Additionally, should a client’s needs change in the future, the set-up of the loan can be changed at any time for a nominal fee (currently the charge is about $30 to make a change).  Few people actually realize how flexible your Reverse Mortgage options really are after closing.  No other mortgage financing is as flexible as the HECM Reverse program.

Finally, you should know that any unused portion of funds (the money that is available but hasn’t been taken yet) actually appreciates at 1.25% HIGHER than the rate that is being charged on the used portion.  Under certain circumstances, this can be used as an excellent estate planning tool and could leave a bigger estate to your heirs than just the value of the home.  Essentially, over time it is likely that the Line of Credit is worth more than the value of the home itself!

This concept is worth repeating.  When administered properly, the line of credit can be hundreds of thousands of dollars more valuable than the home.  Over time the bigger asset is not the house, but rather the LOC.  We have a page dedicated to Financial Planning Strategies that utilize the Reverse Mortgage product and encourage you to explore some advanced concepts. New Mexico Reverse Mortgage will work with you to discuss real numbers. If you have a trusted Financial Advisor or an Estate Planner, we’d like to meet with them to share some strategies they likely have not ever considered that can greatly enhance your financial health and security.  Remember, the mortgage is insured by the government and the LOC has a guaranteed growth rate.

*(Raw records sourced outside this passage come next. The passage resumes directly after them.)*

PR #659, opened 2019-06-25
Exposing getDeltaEnthalpies to Matlab interface.

decaluwe:
The general intent here was to enable calculating reaction enthalpies in the Matlab toolbox, as part of the li-ion battery simulations in PR #563.

This required several changes:

- Create getDeltaEnthalpies.m in Matlab toolbox/@Kinetics
- Add kin_getDelta to kineticsmethods.cpp.  Note that this can be easily extended to create other functions in the matlab Kinetics toolbox (see the other fucntions listed in kin_getDelta in src/clib/ct.cpp).
- Add getPartialMolarEnthalpies to metalPhase class (it returns all zeros).

### DIFF
--- a/interfaces/matlab/toolbox/@Kinetics/getDeltaEnthalpies.m
+++ b/interfaces/matlab/toolbox/@Kinetics/getDeltaEnthalpies.m
@@ -1,0 +1,14 @@
+function dH = getDeltaEnthalpies(a)
+% GETDELTAENTHALPIES  Get the enthalpy of reaction for each reaction.
+% dH = getDeltaEnthalpies(a)
+%
+% :param a:
+%     Instance of class :mat:func:`Kinetics` (or another
+%     object deriving from Kinetics) for which the enthalpies of
+%     reaction are desired.
+% :return:
+%     Returns a vector of the enthalpy of reaction for each
+%     reaction. Units: J/kmol
+%
+
+dH = kinetics_get(a.id, 17, 0);
--- a/interfaces/matlab/toolbox/@Kinetics/getDeltaEntropies.m
+++ b/interfaces/matlab/toolbox/@Kinetics/getDeltaEntropies.m
@@ -1,0 +1,14 @@
+function dS = getDeltaEntropies(a)
+% GETDELTAENTROPIES  Get the entropy of reaction for each reaction.
+% dS = getDeltaEntropies(a)
+%
+% :param a:
+%     Instance of class :mat:func:`Kinetics` (or another
+%     object deriving from Kinetics) for which the entropies of
+%     reaction are desired.
+% :return:
+%     Returns a vector of the entropy of reaction for each
+%     reaction. Units: J/kmol-K
+%
+
+dS = kinetics_get(a.id, 17, 2);
--- a/src/matlab/kineticsmethods.cpp
+++ b/src/matlab/kineticsmethods.cpp
@@ -103,6 +103,9 @@ void kineticsmethods(int nlhs, mxArray* plhs[],
             case 16:
                 ok = kin_getRevRateConstants(kin,1,nr,h);
                 break;
+            case 17:
+                ok = kin_getDelta(kin,getInt(prhs[3]),nr,h);
+                break;
             default:
                 ;
             }
--- a/include/cantera/thermo/MetalPhase.h
+++ b/include/cantera/thermo/MetalPhase.h
@@ -85,6 +85,11 @@ public:
             c[n] = 1.0;
         }
     }
+    virtual void getPartialMolarEnthalpies(doublereal *h) const {
+        for (size_t n = 0; n < nSpecies(); n++) {
+            h[n] = 0.0;
+        }
+    }
 
     virtual Units standardConcentrationUnits() const {
         return Units(1.0);
--- a/interfaces/matlab/toolbox/@Kinetics/getDeltaGibbs.m
+++ b/interfaces/matlab/toolbox/@Kinetics/getDeltaGibbs.m
@@ -1,0 +1,14 @@
+function dG = getDeltaGibbs(a)
+% GETDELTAGIBBS  Get the Gibbs free energy of reaction for each reaction.
+% dG = getDeltaGibbs(a)
+%
+% :param a:
+%     Instance of class :mat:func:`Kinetics` (or another
+%     object deriving from Kinetics) for which the Gibbs free
+%     energies of reaction are desired.
+% :return:
+%     Returns a vector of the Gibbs free energy of reaction
+%     for each reaction. Units: J/kmol
+%
+
+dG = kinetics_get(a.id, 17, 1);


interfaces/matlab/toolbox/@Kinetics/getDeltaEnthalpies.m
```diff
@@ -0,0 +1,13 @@
+function dH = getDeltaEnthalpies(a)
+% getDeltaEnthalpies  Get the enthalpy of reaction for each reaction.
+% dH = getDeltaEnthalpies(a)
+%
+% :param a:
+%     Instance of class :mat:func:`Kinetics` (or another
+%     object deriving from Kinetics)
+%     for which the net stoichiometric coefficients are desired.
+% :return:
+%     Returns a vector of the enthalpy of reactions for each reaction.  If a
```
bryanwweber: Missing the end of this sentence 😄

interfaces/matlab/toolbox/@Kinetics/getDeltaEnthalpies.m
```diff
@@ -0,0 +1,13 @@
...
+%
+% :param a:
+%     Instance of class :mat:func:`Kinetics` (or another
+%     object deriving from Kinetics)
+%     for which the net stoichiometric coefficients are desired.
+% :return:
+%     Returns a vector of the enthalpy of reactions for each reaction.  If a 
+%
+
+dH = kinetics_get(a.id, 17, 0);
```
bryanwweber: Should be one blank line at the end of the file

interfaces/matlab/toolbox/@Kinetics/getDeltaEnthalpies.m
```diff
@@ -0,0 +1,13 @@
+function dH = getDeltaEnthalpies(a)
+% getDeltaEnthalpies  Get the enthalpy of reaction for each reaction.
+% dH = getDeltaEnthalpies(a)
+%
+% :param a:
+%     Instance of class :mat:func:`Kinetics` (or another
+%     object deriving from Kinetics)
+%     for which the net stoichiometric coefficients are desired.
```
bryanwweber: Copy-pasta 😸

interfaces/matlab/toolbox/@Kinetics/getDeltaEnthalpies.m
```diff
@@ -0,0 +1,13 @@
+function dH = getDeltaEnthalpies(a)
+% getDeltaEnthalpies  Get the enthalpy of reaction for each reaction.
```
bryanwweber: The function name on this line should be ALL CAPS

src/matlab/kineticsmethods.cpp
```diff
@@ -97,6 +97,9 @@ void kineticsmethods(int nlhs, mxArray* plhs[],
             case 16:
                 ok = kin_getRevRateConstants(kin,1,nr,h);
                 break;
+            case 17:
+                ok = kin_getDelta(kin,getInt(prhs[3]),nr,h);
```
bryanwweber, line 107: Why is it called just `kin_getDelta`?

bryanwweber (changes requested):
Seems fine, some typos to fix though 😃

src/matlab/kineticsmethods.cpp
decaluwe: As referenced in the PR message, this is a pre-existing function in clib/ct.cpp that provides an interface to a range of 'delta' functions for reaction thermo - a single interface which provides access to deltaGibbs, deltaEntropy, etc., based on the 'job' number fed in as prhs[3].  As with other Matlab toolbox issues, rather than parsing the cost-benefit of this interface and the use of "magic numbers," I decided to punt and use as is, until the Matlab toolbox revamp.

interfaces/matlab/toolbox/@Kinetics/getDeltaEnthalpies.m
decaluwe: Ha - opening in atom fixed it for me, automatically (the original was created in VS Code).

bryanwweber: Yes, its annoying that's not the default in VS Code.

src/matlab/kineticsmethods.cpp
bryanwweber: Right, reading comprehension is apparently not something I'm capable of today 🙄  I'm torn, then, between adding the `.m` files for the other `case`s in `kin_getDelta` and just leaving well enough alone. On the one hand, the files are basically trivial and potentially useful; on the other, "just do it in the rewrite that may or may not ever happen".

interfaces/matlab/toolbox/@Kinetics/getDeltaEnthalpies.m
decaluwe: 😳

src/matlab/kineticsmethods.cpp
decaluwe: As referenced in the PR message, `kin_getDelta` is a pre-existing function in ctlib/ct.cpp.  It accepts a job number (`prhs[3]`), and calculates a range of reaction thermo terms (`deltaGibbs`, `deltaEntropy`, and standard state versions of all three).

Rather than wade into the cost benefit of this "magic number" approach, as with other recent changes I'm going to go with the Matlab toolbox as is, and wait for the toolbox overhaul before making any broader edits to the Matlab interface...

decaluwe: Yeah, it's basically trivial - I'm fine adding them.

bryanwweber: Another thought I had is that you're doubling up on the magic numbers in the `.m` file here by using `prhs[3]`. Why not just eliminate that argument (`0`) from the call in `getDeltaEnthalpies.m` and just specify the `0` in `kin_getDelta`?

decaluwe: So the question is if we want to also expose those other `getDelta` functions.  If we do, your suggestion above would mean we need a separate magic number (`17`, `18`, etc.) for each of `getDeltaEnthalpies`, `getDeltaGibbs`, etc., at the `src/matlab/kineticsmethods.cpp` level.  In the original, there is just one magic number at this level, then a second magic number at the `kin_getDelta` level.

The latter is a little clearer in reflecting the structure of the code - they all call a common function, and pass a 2nd argument to that function.  But I don't know if that really matters, much.  The former has the benefit of exposing the user to fewer magic numbers, and also avoids the conflict `kineticsmethods.cpp` wherein `prhs[3]` refers to this flag in our case, but is also assigned to `irxn` on line 159.

I don't have a super-strong preference.  If forced to choose, I'd go with omitting the `0` from `getDeltaEnthalpies.m`.  But then my vote on adding the other 'delta' functions to to the matlab interface would probably be "no."

bryanwweber: As a counter-counter-point, all these kinds of kinetics functions are supposed to fit between job ids 10 and 19. Since its already at 17, there aren't enough "spaces" to add all 6 functions as each their own `case` in `kineticsmethods.cpp`. So that suggests using the one magic number (`17`) as the job id and the second magic number as the item to retrieve. Boy, this is awful.

> avoids the conflict `kineticsmethods.cpp` wherein `prhs[3]` refers to this flag in our case, but is also assigned to `irxn` on line 159.

Given the other ridiculosity in this interface, I feel like "overloading" `prhs[3]` is the least-confusion-causing thing about this 😂

decaluwe: Lol. 

Okay, I will stick with the current approach, in terms of `getDeltaEnthalpies.m` and the two magic numbers.

bryanwweber (approved):

interfaces/matlab/toolbox/@Kinetics/getDeltaEntropies.m
```diff
@@ -0,0 +1,14 @@
...
+% :param a:
+%     Instance of class :mat:func:`Kinetics` (or another
+%     object deriving from Kinetics) for which the entropies of
+%     reaction are desired.
+% :return:
+%     Returns a vector of the entropy of reaction for each
+%     reaction. Units: J/kmol-K
+%
+
+dH = kinetics_get(a.id, 17, 2);
```
bryanwweber: Sorry, I know I already approved this, but this should probably be dS and the Gibbs should probably be dG

speth: I was about to make the same request! :grin:

decaluwe: You guys are _so rigid_ in your style preferences. :)  

Fixed now - thanks for the catch!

Reverse Mortgage Option # 2 – HECM Fixed
The Fixed Rate program was created in 2008 and is not as flexible at the ARM, but it does offer an interest rate that will never change.  With the Fixed program, the only option for disbursement of funds is “Lump Sum”. This means that at closing, the entire lump of money is disbursed with no option for future disbursements.  The Fixed Rate is often used when the purpose of the money is already known.  As a simple example: If the Principle Limit (or Loan Size) is $200,000  and the senior has a $150,000 mortgage lien that gets paid off thru the closing, then the senior would have $50,000 left over to save or spend however they like.

Reverse Mortgage Option # 3 – HECM Hybrid
This is a relatively new option that was first available in 2014.  It has both a Fixed Rate feature and the Adjustable Rate feature.  Using the above example, the portion that was immediately used at closing to pay off the $150,000 lien would be fixed.  The remaining $50,000 would not be disbursed to the borrower at time of closing, but would remain available to the senior in the form of a Line of Credit.  This is an excellent choice of products and we are expecting it to gain in popularity as it becomes more widely known to consumers.

Summary
Each program and terms are modified for your specific needs.  Your New Mexico Reverse Mortgage expert will walk you through every step of the process in order to qualify, answer all of your questions, and help you select the option that best suits your needs.


*What option that makes sense for one senior does not mean that it is the best option for another senior. Every client and scenario is unique, and needs to be treated as such.  So, we listen and will create an individual report for you.